WORK REQUIRED:
A word-for-word copy of the whole listing is the required answer.

DATA SECTION below:

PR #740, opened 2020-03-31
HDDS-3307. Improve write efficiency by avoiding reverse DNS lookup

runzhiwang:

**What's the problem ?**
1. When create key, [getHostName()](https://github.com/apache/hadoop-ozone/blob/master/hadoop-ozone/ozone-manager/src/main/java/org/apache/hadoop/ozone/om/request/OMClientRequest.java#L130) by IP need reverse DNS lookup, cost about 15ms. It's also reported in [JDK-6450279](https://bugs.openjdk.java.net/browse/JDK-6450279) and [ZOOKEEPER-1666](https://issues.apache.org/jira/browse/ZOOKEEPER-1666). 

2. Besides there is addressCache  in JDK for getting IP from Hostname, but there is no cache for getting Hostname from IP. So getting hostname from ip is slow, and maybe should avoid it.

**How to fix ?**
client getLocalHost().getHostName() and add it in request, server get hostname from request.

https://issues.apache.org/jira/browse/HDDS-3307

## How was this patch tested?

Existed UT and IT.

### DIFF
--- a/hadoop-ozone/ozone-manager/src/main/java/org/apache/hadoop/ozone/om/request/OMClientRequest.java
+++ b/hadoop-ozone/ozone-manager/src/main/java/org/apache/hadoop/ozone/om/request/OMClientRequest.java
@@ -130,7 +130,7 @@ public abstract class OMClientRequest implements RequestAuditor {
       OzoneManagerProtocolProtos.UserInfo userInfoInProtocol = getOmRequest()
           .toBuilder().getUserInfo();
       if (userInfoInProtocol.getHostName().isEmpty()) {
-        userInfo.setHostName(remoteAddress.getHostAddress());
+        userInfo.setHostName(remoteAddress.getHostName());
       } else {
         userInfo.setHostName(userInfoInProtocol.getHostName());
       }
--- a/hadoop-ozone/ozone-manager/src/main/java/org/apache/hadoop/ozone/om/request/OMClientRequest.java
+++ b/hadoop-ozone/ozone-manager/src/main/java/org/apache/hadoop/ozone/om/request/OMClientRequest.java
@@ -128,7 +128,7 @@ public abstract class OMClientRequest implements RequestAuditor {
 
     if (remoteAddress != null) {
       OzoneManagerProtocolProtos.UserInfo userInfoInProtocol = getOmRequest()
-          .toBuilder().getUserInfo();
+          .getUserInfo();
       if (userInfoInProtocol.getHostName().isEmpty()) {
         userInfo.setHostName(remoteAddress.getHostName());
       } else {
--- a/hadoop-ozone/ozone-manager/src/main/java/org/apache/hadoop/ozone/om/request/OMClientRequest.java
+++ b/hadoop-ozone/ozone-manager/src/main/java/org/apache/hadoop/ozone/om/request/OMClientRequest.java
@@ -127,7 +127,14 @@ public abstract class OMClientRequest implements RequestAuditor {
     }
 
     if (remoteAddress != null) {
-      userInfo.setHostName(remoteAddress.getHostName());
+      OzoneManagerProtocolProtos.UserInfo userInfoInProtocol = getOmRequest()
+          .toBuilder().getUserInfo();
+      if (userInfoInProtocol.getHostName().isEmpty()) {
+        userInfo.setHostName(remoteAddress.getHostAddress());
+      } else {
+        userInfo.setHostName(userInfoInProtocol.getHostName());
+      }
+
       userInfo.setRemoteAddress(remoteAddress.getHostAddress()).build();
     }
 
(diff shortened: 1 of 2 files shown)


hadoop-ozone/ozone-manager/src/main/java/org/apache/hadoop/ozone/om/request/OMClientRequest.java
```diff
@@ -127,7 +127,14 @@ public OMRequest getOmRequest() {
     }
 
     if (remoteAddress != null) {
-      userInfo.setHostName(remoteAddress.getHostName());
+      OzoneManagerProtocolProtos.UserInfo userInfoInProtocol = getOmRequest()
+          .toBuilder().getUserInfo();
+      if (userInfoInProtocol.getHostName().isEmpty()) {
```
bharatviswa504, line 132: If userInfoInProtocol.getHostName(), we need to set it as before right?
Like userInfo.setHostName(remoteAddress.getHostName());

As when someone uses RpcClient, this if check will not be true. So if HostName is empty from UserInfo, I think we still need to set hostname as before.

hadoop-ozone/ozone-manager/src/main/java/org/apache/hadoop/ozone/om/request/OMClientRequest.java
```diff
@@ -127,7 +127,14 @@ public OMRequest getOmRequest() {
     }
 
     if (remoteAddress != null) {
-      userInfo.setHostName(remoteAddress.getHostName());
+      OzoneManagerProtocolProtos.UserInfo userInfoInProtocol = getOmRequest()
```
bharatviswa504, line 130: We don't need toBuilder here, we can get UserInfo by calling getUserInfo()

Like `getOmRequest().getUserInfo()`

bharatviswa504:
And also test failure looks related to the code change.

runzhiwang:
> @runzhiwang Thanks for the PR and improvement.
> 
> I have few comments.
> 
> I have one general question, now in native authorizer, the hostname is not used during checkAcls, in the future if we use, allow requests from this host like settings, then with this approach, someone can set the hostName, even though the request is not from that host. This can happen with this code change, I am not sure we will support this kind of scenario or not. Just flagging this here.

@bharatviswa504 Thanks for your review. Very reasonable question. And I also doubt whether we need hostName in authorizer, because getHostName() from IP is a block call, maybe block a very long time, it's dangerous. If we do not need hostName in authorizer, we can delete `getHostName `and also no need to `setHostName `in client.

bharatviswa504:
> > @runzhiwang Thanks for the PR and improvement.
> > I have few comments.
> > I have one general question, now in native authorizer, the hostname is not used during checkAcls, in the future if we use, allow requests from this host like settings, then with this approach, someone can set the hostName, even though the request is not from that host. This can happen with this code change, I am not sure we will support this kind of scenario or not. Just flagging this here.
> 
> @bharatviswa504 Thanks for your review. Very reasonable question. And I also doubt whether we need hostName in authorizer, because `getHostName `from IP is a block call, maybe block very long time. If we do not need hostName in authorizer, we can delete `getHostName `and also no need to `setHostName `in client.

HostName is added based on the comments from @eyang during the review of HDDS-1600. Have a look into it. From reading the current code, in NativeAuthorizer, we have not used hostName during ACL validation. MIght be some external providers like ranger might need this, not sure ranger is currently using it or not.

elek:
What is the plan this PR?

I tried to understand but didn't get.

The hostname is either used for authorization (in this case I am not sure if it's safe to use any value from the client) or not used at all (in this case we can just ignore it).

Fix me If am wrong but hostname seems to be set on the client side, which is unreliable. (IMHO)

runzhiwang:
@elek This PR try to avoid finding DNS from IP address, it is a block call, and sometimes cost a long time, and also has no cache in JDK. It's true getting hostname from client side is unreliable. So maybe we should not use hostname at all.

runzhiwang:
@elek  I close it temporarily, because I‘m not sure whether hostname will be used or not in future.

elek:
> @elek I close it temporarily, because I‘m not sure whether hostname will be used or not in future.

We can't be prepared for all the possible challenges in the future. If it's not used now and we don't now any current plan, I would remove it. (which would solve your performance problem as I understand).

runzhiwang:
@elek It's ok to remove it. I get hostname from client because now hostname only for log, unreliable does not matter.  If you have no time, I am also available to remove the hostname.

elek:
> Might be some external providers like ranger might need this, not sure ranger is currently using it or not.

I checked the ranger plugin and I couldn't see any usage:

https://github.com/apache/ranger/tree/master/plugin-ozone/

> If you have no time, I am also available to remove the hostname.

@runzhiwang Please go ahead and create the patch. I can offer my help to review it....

End of DATA SECTION.

ANSWER SPACE:
PR #740, opened 2020-03-31
HDDS-3307. Improve write efficiency by avoiding reverse DNS lookup

runzhiwang:

**What's the problem ?**
1. When create key, [getHostName()](https://github.com/apache/hadoop-ozone/blob/master/hadoop-ozone/ozone-manager/src/main/java/org/apache/hadoop/ozone/om/request/OMClientRequest.java#L130) by IP need reverse DNS lookup, cost about 15ms. It's also reported in [JDK-6450279](https://bugs.openjdk.java.net/browse/JDK-6450279) and [ZOOKEEPER-1666](https://issues.apache.org/jira/browse/ZOOKEEPER-1666). 

2. Besides there is addressCache  in JDK for getting IP from Hostname, but there is no cache for getting Hostname from IP. So getting hostname from ip is slow, and maybe should avoid it.

**How to fix ?**
client getLocalHost().getHostName() and add it in request, server get hostname from request.

https://issues.apache.org/jira/browse/HDDS-3307

## How was this patch tested?

Existed UT and IT.

### DIFF
--- a/hadoop-ozone/ozone-manager/src/main/java/org/apache/hadoop/ozone/om/request/OMClientRequest.java
+++ b/hadoop-ozone/ozone-manager/src/main/java/org/apache/hadoop/ozone/om/request/OMClientRequest.java
@@ -130,7 +130,7 @@ public abstract class OMClientRequest implements RequestAuditor {
       OzoneManagerProtocolProtos.UserInfo userInfoInProtocol = getOmRequest()
           .toBuilder().getUserInfo();
       if (userInfoInProtocol.getHostName().isEmpty()) {
-        userInfo.setHostName(remoteAddress.getHostAddress());
+        userInfo.setHostName(remoteAddress.getHostName());
       } else {
         userInfo.setHostName(userInfoInProtocol.getHostName());
       }
--- a/hadoop-ozone/ozone-manager/src/main/java/org/apache/hadoop/ozone/om/request/OMClientRequest.java
+++ b/hadoop-ozone/ozone-manager/src/main/java/org/apache/hadoop/ozone/om/request/OMClientRequest.java
@@ -128,7 +128,7 @@ public abstract class OMClientRequest implements RequestAuditor {
 
     if (remoteAddress != null) {
       OzoneManagerProtocolProtos.UserInfo userInfoInProtocol = getOmRequest()
-          .toBuilder().getUserInfo();
+          .getUserInfo();
       if (userInfoInProtocol.getHostName().isEmpty()) {
         userInfo.setHostName(remoteAddress.getHostName());
       } else {
--- a/hadoop-ozone/ozone-manager/src/main/java/org/apache/hadoop/ozone/om/request/OMClientRequest.java
+++ b/hadoop-ozone/ozone-manager/src/main/java/org/apache/hadoop/ozone/om/request/OMClientRequest.java
@@ -127,7 +127,14 @@ public abstract class OMClientRequest implements RequestAuditor {
     }
 
     if (remoteAddress != null) {
-      userInfo.setHostName(remoteAddress.getHostName());
+      OzoneManagerProtocolProtos.UserInfo userInfoInProtocol = getOmRequest()
+          .toBuilder().getUserInfo();
+      if (userInfoInProtocol.getHostName().isEmpty()) {
+        userInfo.setHostName(remoteAddress.getHostAddress());
+      } else {
+        userInfo.setHostName(userInfoInProtocol.getHostName());
+      }
+
       userInfo.setRemoteAddress(remoteAddress.getHostAddress()).build();
     }
 
(diff shortened: 1 of 2 files shown)


hadoop-ozone/ozone-manager/src/main/java/org/apache/hadoop/ozone/om/request/OMClientRequest.java
```diff
@@ -127,7 +127,14 @@ public OMRequest getOmRequest() {
     }
 
     if (remoteAddress != null) {
-      userInfo.setHostName(remoteAddress.getHostName());
+      OzoneManagerProtocolProtos.UserInfo userInfoInProtocol = getOmRequest()
+          .toBuilder().getUserInfo();
+      if (userInfoInProtocol.getHostName().isEmpty()) {
```
bharatviswa504, line 132: If userInfoInProtocol.getHostName(), we need to set it as before right?
Like userInfo.setHostName(remoteAddress.getHostName());

As when someone uses RpcClient, this if check will not be true. So if HostName is empty from UserInfo, I think we still need to set hostname as before.

hadoop-ozone/ozone-manager/src/main/java/org/apache/hadoop/ozone/om/request/OMClientRequest.java
```diff
@@ -127,7 +127,14 @@ public OMRequest getOmRequest() {
     }
 
     if (remoteAddress != null) {
-      userInfo.setHostName(remoteAddress.getHostName());
+      OzoneManagerProtocolProtos.UserInfo userInfoInProtocol = getOmRequest()
```
bharatviswa504, line 130: We don't need toBuilder here, we can get UserInfo by calling getUserInfo()

Like `getOmRequest().getUserInfo()`

bharatviswa504:
And also test failure looks related to the code change.

runzhiwang:
> @runzhiwang Thanks for the PR and improvement.
> 
> I have few comments.
> 
> I have one general question, now in native authorizer, the hostname is not used during checkAcls, in the future if we use, allow requests from this host like settings, then with this approach, someone can set the hostName, even though the request is not from that host. This can happen with this code change, I am not sure we will support this kind of scenario or not. Just flagging this here.

@bharatviswa504 Thanks for your review. Very reasonable question. And I also doubt whether we need hostName in authorizer, because getHostName() from IP is a block call, maybe block a very long time, it's dangerous. If we do not need hostName in authorizer, we can delete `getHostName `and also no need to `setHostName `in client.

bharatviswa504:
> > @runzhiwang Thanks for the PR and improvement.
> > I have few comments.
> > I have one general question, now in native authorizer, the hostname is not used during checkAcls, in the future if we use, allow requests from this host like settings, then with this approach, someone can set the hostName, even though the request is not from that host. This can happen with this code change, I am not sure we will support this kind of scenario or not. Just flagging this here.
> 
> @bharatviswa504 Thanks for your review. Very reasonable question. And I also doubt whether we need hostName in authorizer, because `getHostName `from IP is a block call, maybe block very long time. If we do not need hostName in authorizer, we can delete `getHostName `and also no need to `setHostName `in client.

HostName is added based on the comments from @eyang during the review of HDDS-1600. Have a look into it. From reading the current code, in NativeAuthorizer, we have not used hostName during ACL validation. MIght be some external providers like ranger might need this, not sure ranger is currently using it or not.

elek:
What is the plan this PR?

I tried to understand but didn't get.

The hostname is either used for authorization (in this case I am not sure if it's safe to use any value from the client) or not used at all (in this case we can just ignore it).

Fix me If am wrong but hostname seems to be set on the client side, which is unreliable. (IMHO)

runzhiwang:
@elek This PR try to avoid finding DNS from IP address, it is a block call, and sometimes cost a long time, and also has no cache in JDK. It's true getting hostname from client side is unreliable. So maybe we should not use hostname at all.

runzhiwang:
@elek  I close it temporarily, because I‘m not sure whether hostname will be used or not in future.

elek:
> @elek I close it temporarily, because I‘m not sure whether hostname will be used or not in future.

We can't be prepared for all the possible challenges in the future. If it's not used now and we don't now any current plan, I would remove it. (which would solve your performance problem as I understand).

runzhiwang:
@elek It's ok to remove it. I get hostname from client because now hostname only for log, unreliable does not matter.  If you have no time, I am also available to remove the hostname.

elek:
> Might be some external providers like ranger might need this, not sure ranger is currently using it or not.

I checked the ranger plugin and I couldn't see any usage:

https://github.com/apache/ranger/tree/master/plugin-ozone/

> If you have no time, I am also available to remove the hostname.

@runzhiwang Please go ahead and create the patch. I can offer my help to review it....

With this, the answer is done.